▶ **Collected data**

------------------------------

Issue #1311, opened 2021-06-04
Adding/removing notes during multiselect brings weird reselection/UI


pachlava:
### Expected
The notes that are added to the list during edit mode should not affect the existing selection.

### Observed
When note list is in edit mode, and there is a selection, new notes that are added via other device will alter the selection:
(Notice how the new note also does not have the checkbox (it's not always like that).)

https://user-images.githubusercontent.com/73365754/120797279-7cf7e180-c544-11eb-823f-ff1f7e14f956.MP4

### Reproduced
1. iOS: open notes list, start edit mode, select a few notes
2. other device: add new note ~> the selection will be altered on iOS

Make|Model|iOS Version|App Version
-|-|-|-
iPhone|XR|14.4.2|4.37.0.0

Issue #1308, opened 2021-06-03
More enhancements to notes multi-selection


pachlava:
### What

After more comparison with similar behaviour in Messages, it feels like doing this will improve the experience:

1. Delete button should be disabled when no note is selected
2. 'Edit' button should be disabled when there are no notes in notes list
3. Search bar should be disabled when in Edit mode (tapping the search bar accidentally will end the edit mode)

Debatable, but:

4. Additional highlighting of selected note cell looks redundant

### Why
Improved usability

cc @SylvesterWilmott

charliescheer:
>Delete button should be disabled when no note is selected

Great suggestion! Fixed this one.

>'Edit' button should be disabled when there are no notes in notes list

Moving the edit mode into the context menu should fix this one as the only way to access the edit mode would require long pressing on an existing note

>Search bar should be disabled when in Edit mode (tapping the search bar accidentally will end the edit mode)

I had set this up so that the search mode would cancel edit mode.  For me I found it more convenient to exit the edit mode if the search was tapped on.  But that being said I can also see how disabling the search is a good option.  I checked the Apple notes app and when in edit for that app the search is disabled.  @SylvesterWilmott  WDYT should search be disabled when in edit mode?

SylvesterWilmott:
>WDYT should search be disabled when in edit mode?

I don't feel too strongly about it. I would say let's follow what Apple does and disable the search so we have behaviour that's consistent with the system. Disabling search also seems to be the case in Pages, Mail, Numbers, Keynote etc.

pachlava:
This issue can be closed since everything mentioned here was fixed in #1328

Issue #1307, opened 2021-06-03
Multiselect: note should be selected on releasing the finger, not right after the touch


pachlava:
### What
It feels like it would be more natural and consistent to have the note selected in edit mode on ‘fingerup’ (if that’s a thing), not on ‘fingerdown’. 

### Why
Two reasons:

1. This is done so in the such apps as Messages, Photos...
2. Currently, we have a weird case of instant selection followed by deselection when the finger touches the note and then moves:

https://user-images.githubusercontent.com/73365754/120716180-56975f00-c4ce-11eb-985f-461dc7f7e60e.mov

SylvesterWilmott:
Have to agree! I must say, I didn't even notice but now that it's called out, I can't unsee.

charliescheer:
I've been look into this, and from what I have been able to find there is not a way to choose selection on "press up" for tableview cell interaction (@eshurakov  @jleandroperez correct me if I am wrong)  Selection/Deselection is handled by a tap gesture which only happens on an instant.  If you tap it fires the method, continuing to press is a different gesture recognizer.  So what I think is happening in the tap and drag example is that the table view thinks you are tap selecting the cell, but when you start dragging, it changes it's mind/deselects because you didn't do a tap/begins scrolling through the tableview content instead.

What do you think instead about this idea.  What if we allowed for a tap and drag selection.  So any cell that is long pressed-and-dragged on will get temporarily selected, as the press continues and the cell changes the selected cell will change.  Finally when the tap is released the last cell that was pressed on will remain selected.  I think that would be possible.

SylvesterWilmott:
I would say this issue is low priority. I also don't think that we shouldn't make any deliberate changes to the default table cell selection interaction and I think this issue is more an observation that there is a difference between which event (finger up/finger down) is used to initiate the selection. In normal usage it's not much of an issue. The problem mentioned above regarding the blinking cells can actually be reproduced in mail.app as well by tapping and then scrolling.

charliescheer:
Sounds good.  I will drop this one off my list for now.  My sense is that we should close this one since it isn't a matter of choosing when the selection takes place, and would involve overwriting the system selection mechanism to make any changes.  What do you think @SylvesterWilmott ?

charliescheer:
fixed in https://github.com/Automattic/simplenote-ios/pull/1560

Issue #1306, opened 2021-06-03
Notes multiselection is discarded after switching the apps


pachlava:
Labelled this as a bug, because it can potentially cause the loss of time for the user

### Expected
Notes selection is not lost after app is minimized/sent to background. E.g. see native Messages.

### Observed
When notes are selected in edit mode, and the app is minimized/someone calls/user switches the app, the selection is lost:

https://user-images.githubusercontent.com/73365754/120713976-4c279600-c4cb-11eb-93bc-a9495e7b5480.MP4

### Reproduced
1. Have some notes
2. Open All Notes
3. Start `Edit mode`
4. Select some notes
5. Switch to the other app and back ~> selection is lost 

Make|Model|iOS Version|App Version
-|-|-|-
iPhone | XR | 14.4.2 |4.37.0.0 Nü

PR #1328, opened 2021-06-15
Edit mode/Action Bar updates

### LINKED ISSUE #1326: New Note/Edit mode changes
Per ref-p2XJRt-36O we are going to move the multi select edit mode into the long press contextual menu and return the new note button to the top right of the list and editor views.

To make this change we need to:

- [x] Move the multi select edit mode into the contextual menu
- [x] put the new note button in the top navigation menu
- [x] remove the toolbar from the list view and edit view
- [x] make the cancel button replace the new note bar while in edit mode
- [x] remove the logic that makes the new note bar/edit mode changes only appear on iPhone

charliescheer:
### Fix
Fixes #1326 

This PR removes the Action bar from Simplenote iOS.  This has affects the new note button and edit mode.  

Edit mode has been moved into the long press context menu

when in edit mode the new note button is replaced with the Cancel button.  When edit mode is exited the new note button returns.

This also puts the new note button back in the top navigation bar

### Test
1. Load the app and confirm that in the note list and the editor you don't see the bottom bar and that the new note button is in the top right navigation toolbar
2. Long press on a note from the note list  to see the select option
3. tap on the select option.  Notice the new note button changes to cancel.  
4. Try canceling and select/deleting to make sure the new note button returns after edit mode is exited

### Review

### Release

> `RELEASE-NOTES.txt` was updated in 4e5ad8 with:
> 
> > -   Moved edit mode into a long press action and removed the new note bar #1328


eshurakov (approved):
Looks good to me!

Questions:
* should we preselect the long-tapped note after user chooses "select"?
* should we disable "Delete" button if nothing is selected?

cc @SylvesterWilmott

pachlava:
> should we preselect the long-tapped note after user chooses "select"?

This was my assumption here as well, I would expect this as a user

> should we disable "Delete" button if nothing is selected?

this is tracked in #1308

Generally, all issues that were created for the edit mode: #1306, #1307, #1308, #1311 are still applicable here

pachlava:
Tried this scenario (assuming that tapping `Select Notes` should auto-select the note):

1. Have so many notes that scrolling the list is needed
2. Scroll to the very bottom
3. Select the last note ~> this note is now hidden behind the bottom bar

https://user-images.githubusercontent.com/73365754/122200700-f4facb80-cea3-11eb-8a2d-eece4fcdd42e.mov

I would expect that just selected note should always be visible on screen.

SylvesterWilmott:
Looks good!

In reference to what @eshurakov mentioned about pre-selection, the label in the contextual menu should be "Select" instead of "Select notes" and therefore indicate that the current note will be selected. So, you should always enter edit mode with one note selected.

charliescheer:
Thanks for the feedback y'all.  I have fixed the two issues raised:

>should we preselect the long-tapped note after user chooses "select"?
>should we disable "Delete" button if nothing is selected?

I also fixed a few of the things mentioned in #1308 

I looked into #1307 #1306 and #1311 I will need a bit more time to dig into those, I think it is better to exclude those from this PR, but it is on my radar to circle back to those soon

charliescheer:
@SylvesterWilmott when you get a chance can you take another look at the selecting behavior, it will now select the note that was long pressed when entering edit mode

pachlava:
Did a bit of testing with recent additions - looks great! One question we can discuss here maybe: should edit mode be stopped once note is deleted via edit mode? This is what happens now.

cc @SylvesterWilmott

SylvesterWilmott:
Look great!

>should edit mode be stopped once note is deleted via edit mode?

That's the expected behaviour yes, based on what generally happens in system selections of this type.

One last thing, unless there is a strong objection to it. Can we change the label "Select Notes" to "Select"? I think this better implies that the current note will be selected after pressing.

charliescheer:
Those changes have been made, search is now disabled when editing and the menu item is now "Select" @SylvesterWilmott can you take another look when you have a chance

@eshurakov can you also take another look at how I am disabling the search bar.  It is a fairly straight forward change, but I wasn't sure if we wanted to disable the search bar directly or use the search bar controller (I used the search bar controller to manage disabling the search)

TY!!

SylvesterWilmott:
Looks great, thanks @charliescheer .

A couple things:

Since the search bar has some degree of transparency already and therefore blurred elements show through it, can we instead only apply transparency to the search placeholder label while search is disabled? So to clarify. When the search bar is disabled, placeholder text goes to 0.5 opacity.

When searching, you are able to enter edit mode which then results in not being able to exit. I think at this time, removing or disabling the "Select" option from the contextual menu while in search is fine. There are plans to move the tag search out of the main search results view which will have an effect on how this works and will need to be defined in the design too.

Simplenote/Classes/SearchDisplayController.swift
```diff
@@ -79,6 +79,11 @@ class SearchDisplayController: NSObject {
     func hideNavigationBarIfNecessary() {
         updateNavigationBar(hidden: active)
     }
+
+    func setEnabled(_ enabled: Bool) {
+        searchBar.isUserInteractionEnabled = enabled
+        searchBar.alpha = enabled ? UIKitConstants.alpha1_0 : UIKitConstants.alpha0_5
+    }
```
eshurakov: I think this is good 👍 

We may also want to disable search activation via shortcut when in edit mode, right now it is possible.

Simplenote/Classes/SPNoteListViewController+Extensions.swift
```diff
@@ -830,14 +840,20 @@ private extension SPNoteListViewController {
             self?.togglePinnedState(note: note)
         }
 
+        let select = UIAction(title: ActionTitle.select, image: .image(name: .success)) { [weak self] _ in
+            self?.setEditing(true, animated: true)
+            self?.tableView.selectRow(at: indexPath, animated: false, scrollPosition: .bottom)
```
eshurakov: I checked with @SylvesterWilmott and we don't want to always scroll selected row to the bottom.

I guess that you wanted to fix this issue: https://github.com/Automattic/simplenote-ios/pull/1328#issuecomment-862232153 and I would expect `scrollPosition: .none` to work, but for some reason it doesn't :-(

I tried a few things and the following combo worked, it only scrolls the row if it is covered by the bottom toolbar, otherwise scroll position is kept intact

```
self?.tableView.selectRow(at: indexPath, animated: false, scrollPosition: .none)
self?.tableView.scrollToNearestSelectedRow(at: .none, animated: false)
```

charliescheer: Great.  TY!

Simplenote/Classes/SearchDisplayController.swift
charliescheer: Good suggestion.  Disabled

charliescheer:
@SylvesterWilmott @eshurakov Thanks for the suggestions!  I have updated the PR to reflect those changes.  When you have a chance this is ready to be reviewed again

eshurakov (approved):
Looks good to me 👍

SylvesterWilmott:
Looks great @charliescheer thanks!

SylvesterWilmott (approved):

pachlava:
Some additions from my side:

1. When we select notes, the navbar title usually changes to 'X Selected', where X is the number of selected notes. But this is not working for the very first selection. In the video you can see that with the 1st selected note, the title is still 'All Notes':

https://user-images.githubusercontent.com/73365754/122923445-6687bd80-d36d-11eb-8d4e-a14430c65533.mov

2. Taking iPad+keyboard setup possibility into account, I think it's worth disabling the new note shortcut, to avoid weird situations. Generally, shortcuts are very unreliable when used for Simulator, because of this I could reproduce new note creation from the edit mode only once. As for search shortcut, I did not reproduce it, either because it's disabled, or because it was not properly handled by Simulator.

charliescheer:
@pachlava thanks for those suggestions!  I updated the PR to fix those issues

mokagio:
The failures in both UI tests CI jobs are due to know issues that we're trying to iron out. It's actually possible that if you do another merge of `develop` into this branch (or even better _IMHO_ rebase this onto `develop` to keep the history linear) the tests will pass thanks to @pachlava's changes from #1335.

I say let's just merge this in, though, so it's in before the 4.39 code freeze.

------------------------------

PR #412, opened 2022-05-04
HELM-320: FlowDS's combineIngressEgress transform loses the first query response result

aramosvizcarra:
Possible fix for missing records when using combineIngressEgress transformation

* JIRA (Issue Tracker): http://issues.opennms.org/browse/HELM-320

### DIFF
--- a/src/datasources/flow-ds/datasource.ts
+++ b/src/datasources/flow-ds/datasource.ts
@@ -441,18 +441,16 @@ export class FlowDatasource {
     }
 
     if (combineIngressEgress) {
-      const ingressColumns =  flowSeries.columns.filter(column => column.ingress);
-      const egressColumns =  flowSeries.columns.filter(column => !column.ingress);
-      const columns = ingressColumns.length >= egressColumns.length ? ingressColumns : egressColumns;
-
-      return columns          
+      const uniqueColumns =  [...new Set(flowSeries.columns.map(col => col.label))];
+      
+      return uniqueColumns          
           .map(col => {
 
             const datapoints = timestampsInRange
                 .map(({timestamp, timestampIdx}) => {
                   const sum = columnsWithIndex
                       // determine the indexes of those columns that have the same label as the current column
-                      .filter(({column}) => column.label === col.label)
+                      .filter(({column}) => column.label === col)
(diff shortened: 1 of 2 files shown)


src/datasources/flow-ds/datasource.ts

------------------------------

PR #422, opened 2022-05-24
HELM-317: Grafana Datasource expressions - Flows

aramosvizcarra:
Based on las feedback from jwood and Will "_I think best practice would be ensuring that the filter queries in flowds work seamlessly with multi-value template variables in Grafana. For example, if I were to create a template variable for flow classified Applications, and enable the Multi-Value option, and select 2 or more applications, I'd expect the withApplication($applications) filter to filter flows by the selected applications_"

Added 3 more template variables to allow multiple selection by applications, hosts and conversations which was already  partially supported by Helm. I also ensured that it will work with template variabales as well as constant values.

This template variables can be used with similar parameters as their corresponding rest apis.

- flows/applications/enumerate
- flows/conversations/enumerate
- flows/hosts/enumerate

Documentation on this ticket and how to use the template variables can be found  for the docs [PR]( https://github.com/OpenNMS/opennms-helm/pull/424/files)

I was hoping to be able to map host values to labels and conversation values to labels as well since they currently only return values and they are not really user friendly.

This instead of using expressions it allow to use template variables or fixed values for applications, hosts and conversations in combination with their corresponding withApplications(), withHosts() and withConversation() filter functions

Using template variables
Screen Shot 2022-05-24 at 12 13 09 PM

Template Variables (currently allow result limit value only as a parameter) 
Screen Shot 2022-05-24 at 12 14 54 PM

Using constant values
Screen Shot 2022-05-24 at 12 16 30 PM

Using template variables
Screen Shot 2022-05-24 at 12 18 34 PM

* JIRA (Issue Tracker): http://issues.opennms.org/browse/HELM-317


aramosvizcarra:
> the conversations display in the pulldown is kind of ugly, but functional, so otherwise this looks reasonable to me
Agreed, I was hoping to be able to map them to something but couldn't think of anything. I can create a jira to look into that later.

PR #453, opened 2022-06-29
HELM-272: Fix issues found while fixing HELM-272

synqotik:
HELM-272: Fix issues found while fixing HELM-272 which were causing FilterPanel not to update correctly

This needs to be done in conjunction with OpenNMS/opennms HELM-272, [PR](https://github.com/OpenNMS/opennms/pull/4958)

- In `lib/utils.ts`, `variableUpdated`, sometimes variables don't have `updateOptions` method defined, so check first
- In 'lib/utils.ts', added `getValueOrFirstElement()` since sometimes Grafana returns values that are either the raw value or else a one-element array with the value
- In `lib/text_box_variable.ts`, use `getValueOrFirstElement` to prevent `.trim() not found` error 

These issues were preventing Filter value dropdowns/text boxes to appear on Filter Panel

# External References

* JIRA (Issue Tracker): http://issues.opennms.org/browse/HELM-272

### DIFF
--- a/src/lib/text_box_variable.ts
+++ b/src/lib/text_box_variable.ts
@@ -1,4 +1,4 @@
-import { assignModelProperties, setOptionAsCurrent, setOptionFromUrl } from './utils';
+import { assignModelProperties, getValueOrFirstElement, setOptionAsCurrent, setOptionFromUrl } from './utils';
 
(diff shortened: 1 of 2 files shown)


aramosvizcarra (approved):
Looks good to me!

------------------------------

▶ **Exercise prompt**
Look above for the line with "Issue #1311, opened 2021-06-04" and the line with "1. Delete button". Retype those two lines and every line between them exactly, adding nothing.

▶ **Solution for this task**
Issue #1311, opened 2021-06-04
Adding/removing notes during multiselect brings weird reselection/UI


pachlava:
### Expected
The notes that are added to the list during edit mode should not affect the existing selection.

### Observed
When note list is in edit mode, and there is a selection, new notes that are added via other device will alter the selection:
(Notice how the new note also does not have the checkbox (it's not always like that).)

https://user-images.githubusercontent.com/73365754/120797279-7cf7e180-c544-11eb-823f-ff1f7e14f956.MP4

### Reproduced
1. iOS: open notes list, start edit mode, select a few notes
2. other device: add new note ~> the selection will be altered on iOS

Make|Model|iOS Version|App Version
-|-|-|-
iPhone|XR|14.4.2|4.37.0.0

Issue #1308, opened 2021-06-03
More enhancements to notes multi-selection


pachlava:
### What

After more comparison with similar behaviour in Messages, it feels like doing this will improve the experience:

1. Delete button should be disabled when no note is selected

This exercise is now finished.